▶

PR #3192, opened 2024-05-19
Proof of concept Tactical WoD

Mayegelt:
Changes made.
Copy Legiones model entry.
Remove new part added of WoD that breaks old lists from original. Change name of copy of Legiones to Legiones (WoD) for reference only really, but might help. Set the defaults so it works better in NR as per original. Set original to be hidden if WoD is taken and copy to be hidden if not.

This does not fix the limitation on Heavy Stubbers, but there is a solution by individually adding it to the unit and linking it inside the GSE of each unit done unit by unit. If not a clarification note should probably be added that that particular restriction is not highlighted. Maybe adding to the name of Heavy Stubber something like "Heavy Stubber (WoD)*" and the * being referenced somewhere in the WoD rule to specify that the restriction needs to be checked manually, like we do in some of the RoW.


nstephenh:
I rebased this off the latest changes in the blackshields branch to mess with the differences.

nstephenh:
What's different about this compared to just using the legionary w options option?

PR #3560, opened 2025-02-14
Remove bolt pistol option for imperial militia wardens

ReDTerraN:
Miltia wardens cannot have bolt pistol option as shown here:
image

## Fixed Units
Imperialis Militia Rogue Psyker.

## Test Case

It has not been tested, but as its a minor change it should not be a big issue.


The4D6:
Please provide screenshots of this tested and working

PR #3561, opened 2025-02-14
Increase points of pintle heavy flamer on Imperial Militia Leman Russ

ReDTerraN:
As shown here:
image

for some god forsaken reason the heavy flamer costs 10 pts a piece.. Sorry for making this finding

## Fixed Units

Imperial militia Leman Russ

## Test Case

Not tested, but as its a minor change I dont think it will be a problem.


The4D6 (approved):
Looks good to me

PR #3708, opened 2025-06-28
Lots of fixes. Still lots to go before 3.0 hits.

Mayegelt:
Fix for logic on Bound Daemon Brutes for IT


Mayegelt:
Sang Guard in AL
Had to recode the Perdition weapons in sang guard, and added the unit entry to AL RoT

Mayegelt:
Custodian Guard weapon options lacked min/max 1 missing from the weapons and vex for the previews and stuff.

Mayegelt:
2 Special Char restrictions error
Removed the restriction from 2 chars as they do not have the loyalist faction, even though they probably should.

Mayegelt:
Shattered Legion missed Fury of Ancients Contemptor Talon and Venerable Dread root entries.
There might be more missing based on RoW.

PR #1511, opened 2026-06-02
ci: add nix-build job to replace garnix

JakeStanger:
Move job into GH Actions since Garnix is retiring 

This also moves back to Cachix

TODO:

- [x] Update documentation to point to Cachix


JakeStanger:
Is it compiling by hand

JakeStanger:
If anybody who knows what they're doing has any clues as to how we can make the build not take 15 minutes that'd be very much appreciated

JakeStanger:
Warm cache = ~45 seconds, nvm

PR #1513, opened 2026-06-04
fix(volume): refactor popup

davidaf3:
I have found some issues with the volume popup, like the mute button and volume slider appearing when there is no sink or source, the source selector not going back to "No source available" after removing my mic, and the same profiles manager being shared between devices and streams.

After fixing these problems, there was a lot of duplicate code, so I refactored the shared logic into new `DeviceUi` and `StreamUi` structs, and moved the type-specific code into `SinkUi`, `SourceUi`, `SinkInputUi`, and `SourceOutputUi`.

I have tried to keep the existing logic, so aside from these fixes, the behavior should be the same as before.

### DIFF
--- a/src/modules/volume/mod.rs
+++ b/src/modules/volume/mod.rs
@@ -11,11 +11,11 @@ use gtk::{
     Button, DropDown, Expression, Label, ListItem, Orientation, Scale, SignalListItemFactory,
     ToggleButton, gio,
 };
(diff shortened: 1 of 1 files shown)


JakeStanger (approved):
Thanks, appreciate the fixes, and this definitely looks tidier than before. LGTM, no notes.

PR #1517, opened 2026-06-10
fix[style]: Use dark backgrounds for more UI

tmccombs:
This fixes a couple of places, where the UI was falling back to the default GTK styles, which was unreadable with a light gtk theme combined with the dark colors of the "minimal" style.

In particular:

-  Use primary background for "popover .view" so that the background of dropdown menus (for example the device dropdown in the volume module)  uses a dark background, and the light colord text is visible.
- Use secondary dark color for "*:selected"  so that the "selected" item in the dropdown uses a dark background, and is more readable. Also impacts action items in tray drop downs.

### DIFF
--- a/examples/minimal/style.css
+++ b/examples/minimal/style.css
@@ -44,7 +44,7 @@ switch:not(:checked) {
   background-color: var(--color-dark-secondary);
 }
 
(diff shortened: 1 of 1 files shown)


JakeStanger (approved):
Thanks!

◀
▶

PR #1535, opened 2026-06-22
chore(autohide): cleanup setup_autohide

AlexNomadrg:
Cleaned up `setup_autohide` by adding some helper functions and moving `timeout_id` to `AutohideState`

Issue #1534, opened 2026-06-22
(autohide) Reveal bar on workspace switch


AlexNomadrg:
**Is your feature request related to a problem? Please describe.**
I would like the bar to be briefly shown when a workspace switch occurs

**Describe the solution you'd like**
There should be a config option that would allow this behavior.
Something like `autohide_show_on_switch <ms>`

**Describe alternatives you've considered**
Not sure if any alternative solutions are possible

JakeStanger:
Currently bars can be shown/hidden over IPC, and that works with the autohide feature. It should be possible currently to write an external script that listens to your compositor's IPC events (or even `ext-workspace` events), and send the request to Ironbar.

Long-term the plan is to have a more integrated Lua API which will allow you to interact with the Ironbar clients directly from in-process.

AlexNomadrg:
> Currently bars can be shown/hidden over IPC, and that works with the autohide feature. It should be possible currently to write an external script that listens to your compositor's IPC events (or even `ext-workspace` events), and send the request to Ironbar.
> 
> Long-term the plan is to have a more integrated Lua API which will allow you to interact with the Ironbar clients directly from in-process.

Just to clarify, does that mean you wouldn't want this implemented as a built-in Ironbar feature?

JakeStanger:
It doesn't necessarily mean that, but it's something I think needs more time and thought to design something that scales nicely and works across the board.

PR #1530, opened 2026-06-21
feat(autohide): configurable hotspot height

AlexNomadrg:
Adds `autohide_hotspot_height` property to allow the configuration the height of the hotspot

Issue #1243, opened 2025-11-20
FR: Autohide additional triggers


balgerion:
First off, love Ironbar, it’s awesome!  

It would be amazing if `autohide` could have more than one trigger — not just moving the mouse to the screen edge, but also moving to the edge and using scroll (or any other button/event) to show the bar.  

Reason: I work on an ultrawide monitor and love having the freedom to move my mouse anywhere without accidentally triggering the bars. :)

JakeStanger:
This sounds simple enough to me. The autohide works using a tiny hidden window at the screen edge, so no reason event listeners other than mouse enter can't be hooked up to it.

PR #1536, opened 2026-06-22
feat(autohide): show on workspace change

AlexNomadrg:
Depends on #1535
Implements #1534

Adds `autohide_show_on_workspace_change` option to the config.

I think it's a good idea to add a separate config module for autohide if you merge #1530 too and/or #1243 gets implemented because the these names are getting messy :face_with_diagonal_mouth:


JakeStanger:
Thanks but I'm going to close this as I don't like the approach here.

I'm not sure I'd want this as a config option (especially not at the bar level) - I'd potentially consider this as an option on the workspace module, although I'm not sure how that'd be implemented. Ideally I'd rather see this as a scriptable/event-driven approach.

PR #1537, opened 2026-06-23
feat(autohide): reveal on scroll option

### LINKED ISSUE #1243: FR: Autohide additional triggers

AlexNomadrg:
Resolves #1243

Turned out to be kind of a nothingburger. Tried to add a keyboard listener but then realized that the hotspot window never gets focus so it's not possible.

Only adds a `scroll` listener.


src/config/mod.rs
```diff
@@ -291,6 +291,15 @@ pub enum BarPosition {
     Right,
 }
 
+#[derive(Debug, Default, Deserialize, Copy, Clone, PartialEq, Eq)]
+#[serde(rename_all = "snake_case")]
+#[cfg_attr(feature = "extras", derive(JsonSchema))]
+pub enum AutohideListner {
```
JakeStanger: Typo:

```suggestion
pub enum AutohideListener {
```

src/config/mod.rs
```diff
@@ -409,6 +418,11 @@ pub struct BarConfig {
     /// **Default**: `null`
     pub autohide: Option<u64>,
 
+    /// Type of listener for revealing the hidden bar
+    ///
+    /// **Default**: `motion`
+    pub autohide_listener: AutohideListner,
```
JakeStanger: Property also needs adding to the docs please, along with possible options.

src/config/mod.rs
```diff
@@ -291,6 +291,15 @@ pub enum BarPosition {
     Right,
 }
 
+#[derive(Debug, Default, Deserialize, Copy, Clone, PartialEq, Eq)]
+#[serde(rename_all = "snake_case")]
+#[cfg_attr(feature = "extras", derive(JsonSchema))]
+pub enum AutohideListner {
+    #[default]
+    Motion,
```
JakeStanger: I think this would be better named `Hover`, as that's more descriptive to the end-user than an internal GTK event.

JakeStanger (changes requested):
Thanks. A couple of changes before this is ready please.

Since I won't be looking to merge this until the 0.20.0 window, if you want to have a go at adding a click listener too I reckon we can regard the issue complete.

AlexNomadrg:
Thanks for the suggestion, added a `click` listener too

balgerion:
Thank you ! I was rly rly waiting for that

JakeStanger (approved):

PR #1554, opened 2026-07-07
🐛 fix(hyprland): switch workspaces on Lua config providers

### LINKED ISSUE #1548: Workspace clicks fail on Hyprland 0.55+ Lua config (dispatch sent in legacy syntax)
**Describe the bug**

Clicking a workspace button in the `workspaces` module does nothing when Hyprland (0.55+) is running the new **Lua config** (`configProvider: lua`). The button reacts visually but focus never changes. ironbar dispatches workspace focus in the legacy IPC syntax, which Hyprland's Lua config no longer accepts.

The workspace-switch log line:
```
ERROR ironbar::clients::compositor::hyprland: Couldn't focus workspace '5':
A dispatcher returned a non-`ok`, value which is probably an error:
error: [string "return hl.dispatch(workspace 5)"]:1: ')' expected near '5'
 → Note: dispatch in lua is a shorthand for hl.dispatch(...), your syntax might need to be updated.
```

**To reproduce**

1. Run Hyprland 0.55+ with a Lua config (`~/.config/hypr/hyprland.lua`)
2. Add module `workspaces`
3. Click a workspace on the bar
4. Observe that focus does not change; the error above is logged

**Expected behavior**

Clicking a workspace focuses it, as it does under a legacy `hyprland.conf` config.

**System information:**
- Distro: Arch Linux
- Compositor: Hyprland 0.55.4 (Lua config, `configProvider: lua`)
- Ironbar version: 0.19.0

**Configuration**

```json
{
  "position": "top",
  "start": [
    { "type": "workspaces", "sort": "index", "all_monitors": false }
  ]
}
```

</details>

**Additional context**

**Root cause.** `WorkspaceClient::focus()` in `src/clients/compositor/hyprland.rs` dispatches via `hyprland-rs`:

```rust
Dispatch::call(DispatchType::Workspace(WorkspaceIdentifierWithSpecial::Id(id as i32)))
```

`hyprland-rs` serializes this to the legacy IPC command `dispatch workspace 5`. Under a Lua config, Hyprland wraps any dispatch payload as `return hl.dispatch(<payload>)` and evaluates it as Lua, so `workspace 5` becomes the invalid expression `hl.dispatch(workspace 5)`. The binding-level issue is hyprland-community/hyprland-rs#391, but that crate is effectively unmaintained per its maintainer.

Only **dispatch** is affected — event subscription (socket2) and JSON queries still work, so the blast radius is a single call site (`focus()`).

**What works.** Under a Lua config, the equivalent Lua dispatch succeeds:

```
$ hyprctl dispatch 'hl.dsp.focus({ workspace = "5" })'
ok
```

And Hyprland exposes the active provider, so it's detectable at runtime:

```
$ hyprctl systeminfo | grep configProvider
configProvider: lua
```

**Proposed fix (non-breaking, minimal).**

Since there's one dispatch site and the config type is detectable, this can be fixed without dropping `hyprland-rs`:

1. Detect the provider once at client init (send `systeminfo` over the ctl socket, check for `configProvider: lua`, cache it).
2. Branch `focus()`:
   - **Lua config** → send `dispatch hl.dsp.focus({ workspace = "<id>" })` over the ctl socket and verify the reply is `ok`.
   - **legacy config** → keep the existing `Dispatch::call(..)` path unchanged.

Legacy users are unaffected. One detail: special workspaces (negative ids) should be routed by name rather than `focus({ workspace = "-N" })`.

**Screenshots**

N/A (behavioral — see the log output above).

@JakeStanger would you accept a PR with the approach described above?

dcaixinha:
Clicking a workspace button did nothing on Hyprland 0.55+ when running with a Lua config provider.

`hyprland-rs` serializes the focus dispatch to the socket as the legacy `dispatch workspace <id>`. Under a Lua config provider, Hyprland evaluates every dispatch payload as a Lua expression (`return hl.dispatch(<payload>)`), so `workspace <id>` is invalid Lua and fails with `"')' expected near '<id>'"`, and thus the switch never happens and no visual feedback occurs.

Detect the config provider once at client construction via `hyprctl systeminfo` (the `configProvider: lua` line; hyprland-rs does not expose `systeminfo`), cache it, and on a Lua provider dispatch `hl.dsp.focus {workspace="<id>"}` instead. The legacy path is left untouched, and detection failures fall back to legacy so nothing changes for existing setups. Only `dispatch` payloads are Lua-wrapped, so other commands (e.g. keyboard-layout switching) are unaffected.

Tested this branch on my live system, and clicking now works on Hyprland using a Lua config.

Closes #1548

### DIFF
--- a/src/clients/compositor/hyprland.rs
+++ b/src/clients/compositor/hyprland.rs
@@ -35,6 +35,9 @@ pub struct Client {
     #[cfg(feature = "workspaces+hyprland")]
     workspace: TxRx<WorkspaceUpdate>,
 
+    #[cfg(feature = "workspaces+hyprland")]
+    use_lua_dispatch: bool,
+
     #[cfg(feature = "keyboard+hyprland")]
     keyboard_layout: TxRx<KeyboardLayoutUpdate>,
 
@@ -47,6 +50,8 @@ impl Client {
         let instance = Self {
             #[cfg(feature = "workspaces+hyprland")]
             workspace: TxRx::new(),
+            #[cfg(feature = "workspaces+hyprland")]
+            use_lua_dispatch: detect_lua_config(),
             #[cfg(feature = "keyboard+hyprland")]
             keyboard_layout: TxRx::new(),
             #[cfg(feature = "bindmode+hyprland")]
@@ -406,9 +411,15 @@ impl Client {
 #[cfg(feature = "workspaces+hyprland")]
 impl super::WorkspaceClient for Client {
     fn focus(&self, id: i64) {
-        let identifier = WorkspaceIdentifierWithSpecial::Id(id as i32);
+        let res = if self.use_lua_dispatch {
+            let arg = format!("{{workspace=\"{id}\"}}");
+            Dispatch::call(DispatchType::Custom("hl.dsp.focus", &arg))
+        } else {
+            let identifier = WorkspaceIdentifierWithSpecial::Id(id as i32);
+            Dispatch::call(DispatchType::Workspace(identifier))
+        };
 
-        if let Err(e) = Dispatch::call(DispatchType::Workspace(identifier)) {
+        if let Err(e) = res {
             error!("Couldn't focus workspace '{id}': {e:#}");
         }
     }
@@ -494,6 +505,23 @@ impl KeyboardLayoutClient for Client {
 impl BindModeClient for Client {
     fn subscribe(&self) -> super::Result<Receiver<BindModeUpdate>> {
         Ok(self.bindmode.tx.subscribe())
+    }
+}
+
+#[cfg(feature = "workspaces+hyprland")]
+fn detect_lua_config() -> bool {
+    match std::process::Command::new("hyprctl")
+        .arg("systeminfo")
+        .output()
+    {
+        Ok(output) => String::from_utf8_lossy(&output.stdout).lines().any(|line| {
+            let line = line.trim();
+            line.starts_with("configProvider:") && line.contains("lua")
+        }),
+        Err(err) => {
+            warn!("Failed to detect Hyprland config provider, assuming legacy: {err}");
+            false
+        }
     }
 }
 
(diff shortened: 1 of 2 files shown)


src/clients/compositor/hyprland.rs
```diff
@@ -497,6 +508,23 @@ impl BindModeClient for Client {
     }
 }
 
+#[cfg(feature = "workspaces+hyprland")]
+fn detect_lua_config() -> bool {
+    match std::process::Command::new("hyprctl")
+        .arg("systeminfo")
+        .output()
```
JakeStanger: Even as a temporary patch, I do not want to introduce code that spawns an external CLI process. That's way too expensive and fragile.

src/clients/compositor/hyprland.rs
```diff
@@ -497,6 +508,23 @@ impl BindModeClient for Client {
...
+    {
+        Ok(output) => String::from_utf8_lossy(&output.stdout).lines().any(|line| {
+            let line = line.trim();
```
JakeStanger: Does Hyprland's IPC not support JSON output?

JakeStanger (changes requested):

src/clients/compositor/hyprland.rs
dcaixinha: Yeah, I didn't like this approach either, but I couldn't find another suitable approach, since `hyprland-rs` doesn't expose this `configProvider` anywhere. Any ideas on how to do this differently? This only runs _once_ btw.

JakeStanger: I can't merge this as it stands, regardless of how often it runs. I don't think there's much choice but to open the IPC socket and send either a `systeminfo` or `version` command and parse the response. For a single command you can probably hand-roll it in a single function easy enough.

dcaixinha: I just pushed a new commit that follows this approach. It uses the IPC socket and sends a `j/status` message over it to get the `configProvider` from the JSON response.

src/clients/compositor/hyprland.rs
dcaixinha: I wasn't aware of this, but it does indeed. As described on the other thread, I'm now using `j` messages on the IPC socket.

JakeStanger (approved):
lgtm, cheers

◀

Using only the entries above, output the line with "PR #1537, opened 2026-06-23", the line with "Resolves #1243", and all lines between them, exactly as they stand.

Completed exercise.
PR #1537, opened 2026-06-23
feat(autohide): reveal on scroll option

### LINKED ISSUE #1243: FR: Autohide additional triggers

AlexNomadrg:
Resolves #1243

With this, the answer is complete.